Jesteśmy ze sobą prawie cztery lata. Bardzo szybko poznałam jego rodziców i resztę rodziny.
Mam poczucie, ze jestem mniej ważna od jego znajomych.
Pojawiają się pytania i wątpliwości: Czy on po tak długim czasie bycia razem, kiedy mi pokazywał że naprawde mu na mnie zalezy traktuje mnie poważnie? Co mam sądzić o spotkaniach ze znajomymi z pracy? Zaakceptować coś takiego, te ich ,,zasady"? Czy on może sobie robi skoki w bok a mnie traktować jak tak zwanego psa ogrodnika? Czy z tego też wynikają spotkania z parą, bo tylko wtedy mogę widzieć co robi?

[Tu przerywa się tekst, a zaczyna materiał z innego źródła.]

PR #136, opened 2016-05-03
OTA improvements, always enable OTA mode

projectgus:
This is a grouping of OTA improvements to do with making the OTA support more usable and more secure.

These are some of the steps towards the discussed goal of making esp-open-rtos use OTA mode for all images. At the moment it just integrates rboot directly from @raburton, we may find in time that we diverge enough that we need to fork our own bootloader but for now it works OK after the recent excellent upstream rebasing job by @kanflo .

Comments from any interested parties, particularly those involved in the previous discussion about moving to OTA mode (@kanflo, @foogod) would be very welcome. :)


raburton:
I guess I qualify as an interested party, in some sense, as the author of rBoot. From my point of view it would be a shame to fork rBoot and if there are features you want I'm willing to take suggestions for consideration upstream. I know you're rewritten much of the API side, which seems entirely reasonable, to fit in with your framework code but if you change the bootloader it's another thing for you to maintain in your project and breaks compatibility with other users. At the moment rBoot allows you to boot roms created with the plain original SDK, plain RTOS SDK, your RTOS SDK, Sming, nodemcu, etc. because it is just one bootloader. Each framework can use it's own customised api to interact with it, but at the core they remain compatible allowing dual booting two or more completely different roms from different frameworks on the same device.

BTW the rBoot defines can be set via variables in environment/Makefiles the so you don't need to create extra header files for them (extras/rboot-ota/rboot.h) or you can just use this to enable the rboot integration option and then add your overrides to rboot.h options in there.

bootloader/Makefile
```diff
@@ -0,0 +1,71 @@
...
+export RBOOT_BIG_FLASH    = 1
+
+export RBOOT_BUILD_BASE=$(abspath $(BUILD_DIR))
+
+# Default ESPTOOL params, all the same as when using normal esp-open-rtos makefiles
+ESPTOOL ?= esptool.py
+ESPPORT ?= /dev/ttyUSB0
+ESPBAUD ?= 115200
+
+FLASH_SIZE ?= 16
```
kanflo: Could we bump FLASH_SIZE to 32?

kanflo:
Good work! I agree with @raburton that we should not fork rboot. I have been thinking about a boot and OTA strategy for my EOR projects with the industry knowledge I have regarding these things.

The current scheme relies on functional OTA functionality built into our application and if a buggy application gets flashed we are bricked. My plan is to create a secondary boot loader that can handle remote upgrades and _that is never overwritten_, freeing the main applicaton from needing remote upgrade support. It only needs to be able to detect that a remote upgrade is available, record this fact in an manner recoverable by rboot and restart. Rboot will then start the extended boot loader ("xboot"?) that will handle the upgrade. The current rboot/OTA scheme leaves the application running while it is downloading a new version, something that will not happen using this new scheme. Unless the new version is downloaded into a scratch area that is. The plan also includes having "xboot" calculate the application hash on each boot and only launching if found intact.

projectgus:
Thanks for weighing in @raburton. I wasn't sure whether to ask you outright, as it's obviously a big ask for you to support yet another random framework. :). So I'm very happy to hear from you, I really appreciate it.

By way of context to the discussion, there's a couple of fairly sprawling discussions on the mailing list here:
https://groups.google.com/forum/#!searchin/esp-open-rtos/OTA/esp-open-rtos/_j7MffxhqsA/j0_Hw5ziBQAJ
and here:
https://groups.google.com/forum/#!searchin/esp-open-rtos/bootloader/esp-open-rtos/SnJeAkjBK8E/yiDx5z6gAQAJ

The core of which is:
* Moving esp-open-rtos to always build images in "OTA" mode
* Possibly augmenting/replacing Espressif's boot configuration modes (the 16-byte header) with something a bit more flexible regarding parameters

Depending on how far we get down that path, I can foresee we might have to discuss exactly which options make sense for upstreaming into rboot and which don't. But I'm happy to leave that discussion for later.

> BTW the rBoot defines can be set via variables in environment/Makefiles the so you don't need to create extra header files for them (extras/rboot-ota/rboot.h) or you can just use this to enable the rboot integration option and then add your overrides to rboot.h options in there.

OK, thanks for the tip. I had a look, and I think I can unify everything in a fairly clean way with a small tweak to the Makefile in rboot. I'll make the change and send you a PR to consider.

> Could we bump FLASH_SIZE to 32?

I don't really like any of this part of the Makefile, it'd be a lot better if we could inherit the esptool params from the top-level common.mk/local.mk - but I couldn't find a clean way to do that (maybe by splitting common.mk into parts, which might not be a bad refactor to do anyhow).

> The current scheme relies on functional OTA functionality built into our application and if a buggy application gets flashed we are bricked.

Yes. This PR's changes came out of some work I'm doing for a client's commercial project as well. For it we've allocated a "factory" slot 0 firmware that we never overwrite via OTA, and then 2 "user" slot firmwares that we do overwrite via OTA. All of the SHA256/image verification stuff is used to make sure that we never switch to a new firmware slot without first confirming that it's SHA256 matches.

And there's also a check that we never erase sectors in the "factory" firmware region (AFAIK there's no way to enable sector erase protection via ESP8266).

As an anti-brick emergency measure against buggy application code, I added support to rboot to use any GPIO as the "GPIO boot" mode trigger in order to pull a pin low and force the factory slot 0 to boot. (I'll send that as a PR to rboot in the next few days, as well.)

Using a fully-featured factory firmware as the "failsafe" for OTA lets us leverage all of the trust/security features of the main application (because we're using the same trusted data source for application stuff as well.)

All that said, the xboot idea seems neat, I look forward to seeing more about it. :)

kanflo:
> The core of which is:
> Moving esp-open-rtos to always build images in "OTA" mode

I guess a makefile selectable OTA slot for ```make flash``` will come in handy.

> And there's also a check that we never erase sectors in the "factory" firmware region

That is a nice idea.

> As an anti-brick emergency measure against buggy application code, I added support to rboot to use any GPIO as the "GPIO boot" mode trigger in order to pull a pin low and force the factory slot 0 to boot.

I thought about this too and will put it in "xboot" (leaving rboot untouched). Which gpio pin will be read from @foogod's parameter framework (as well as wifi credentials and so on). I have begun adding "master reset buttons" to my new designs for this purpose.

Another idea is to never touch the rboot config area. Slot #0 (xboot) will be the permanent rboot target and when it has finished it will set slot #1 as a temporary rboot target and reboot. The overhead in time is minimal and rboot can be use as is.

raburton:
@projectgus I'll do what I can to support what you need, but PRs are always appreciated! Especially as I have another set of professional exams coming up.

@kanflo this isn't a bad idea (and I know other people have done this, or at least said they were investigating/ doing this), if you need the extra functionality that can only be achieved in a full sdk-linked rom. The downside is the space used, and given that most of that space is taken up by the sdk code I think many people I've discussed this with previously decided it was easier to just include the functionality they wanted into the regular app rom, where it might only had a couple of kb (wouldn't be an option for some of your suggested uses though, so I think you would have to go the full rom route).

projectgus:
Reworked this quite substantially using latest upstream rboot from @raburton (with some new changes), and removed the option to not use OTA mode.

The "bootloader" directory also has a prebuilt firmware committed inside it, and "make flash" will write that firmware if no other bootloader was compiled. Each time the firmware is replaced esptool.py also flashes the firmware and erases the config (so you always get firmware slot 0.)

> I guess a makefile selectable OTA slot for make flash will come in handy.

This could be a good addition. For now I'm happy with serial flashing always clearing the config (so it goes to slot 0). It's less flexible, but for development it should work OK. What do you think?

How does this all sound?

Wiem, że jedna z tych dziewczyn jest podrywana przez jednego z chłopaków i ta dziewczyna jest ogólnie baaardzo komunikatywna. Robi na nich wrażenie.
Był czas, że zabieralam go do swoich znajomych, ale on nigdy jakos nie był szczęsliwy na tych spotkaniach. Chciał żebym skupiala sie tylko na nim. Przeszkadzało mu to że gadam z innymi chłopakami. Teraz widuje sie z nimi sama.
Proponuję mi wspólne mieszkanie.
Co ja mam z tym zrobić?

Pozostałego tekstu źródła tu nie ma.